We can now view the VQ-VAE as an act of communication between the encoder and decoder networks. The encoder gets the image of the dog (which is as adequate a reference as any digital photo arguably) and has to find a correct symbol to facilitate successful communication. It therefore has to map the input (reference) to the correct prototype (symbol) in the latent space (vocabulary), such that the decoder can map it back to an image (reference) which is as close as possible to the input.
It should be emphasized that the encoder and decoder learn the symbols and the mappings to the references at the same time, much like two children inventing their own words for objects and sharing them by pointing at the respective things. If news about neural networks inventing their own secret language would ever be appropriate, they should report about the VQ-VAE!

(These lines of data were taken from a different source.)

PR #20660, opened 2025-08-08
fix(connect): remove call to method.confirmation since it might use m…

mroz22:
…ethod.device which is not defined at that moment

it would crash on methods like this - https://github.com/trezor/trezor-suite/blob/develop/packages/connect/src/api/wipeDevice.ts#L21

found while debugging tests in #19900 which are still failing :( (on something else) 

🔍🖥️ **Suite native android test results:** [View in Currents](https://app.currents.dev/projects/iUe1Y4/runs?branch=fix-method-info&lookback=7)


mroz22:
hmm no, I am planning more changes to this.

PR #20672, opened 2025-08-08
fix(e2e): expect correct device status selector

Lemonexe:
## Description

Reason:

`@menu/switch-device` is the container, and it contains either `@deviceStatus-connected` or `@deviceStatus-disconnected`

But depending on timing, when you load suite it most usually **first** shows Disconnected, then Connected.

Notably, because of the vector quantization’s density matching property, the learned symbols are dependent on the input distribution: A VQ-VAE trained with many pictures of dogs and only a few pictures of cats might invent numerous symbols for different kinds of dogs, but only a handful of symbols for cats, much like human dog breeders with their specialized vocabulary or graphics designers who have many names for different color nuances, because they encounter these kinds of referents and references more often.
We can therefore conclude that the vector quantised variational autoencoder with its discrete latent representations can be described in the terminology of the semiotic triangle and is therefore arguably the deep learning model with the closest similarity to human communication. This suggests many exciting avenues for research, for instance regarding the interpolation between different prototypes in the VQ-VAE’s latent space and how this operation could be understood semiotically.
Another interesting idea would be to use the VQ-VAE for human language instead of images. This has indeed been tried by the authors of the paper and led to an unsupervised discovery of certain phonemes in speech data.
Future research regarding the VQ-VAE and similar models promises deeper insights into semiotically plausible data encoding and generative modeling.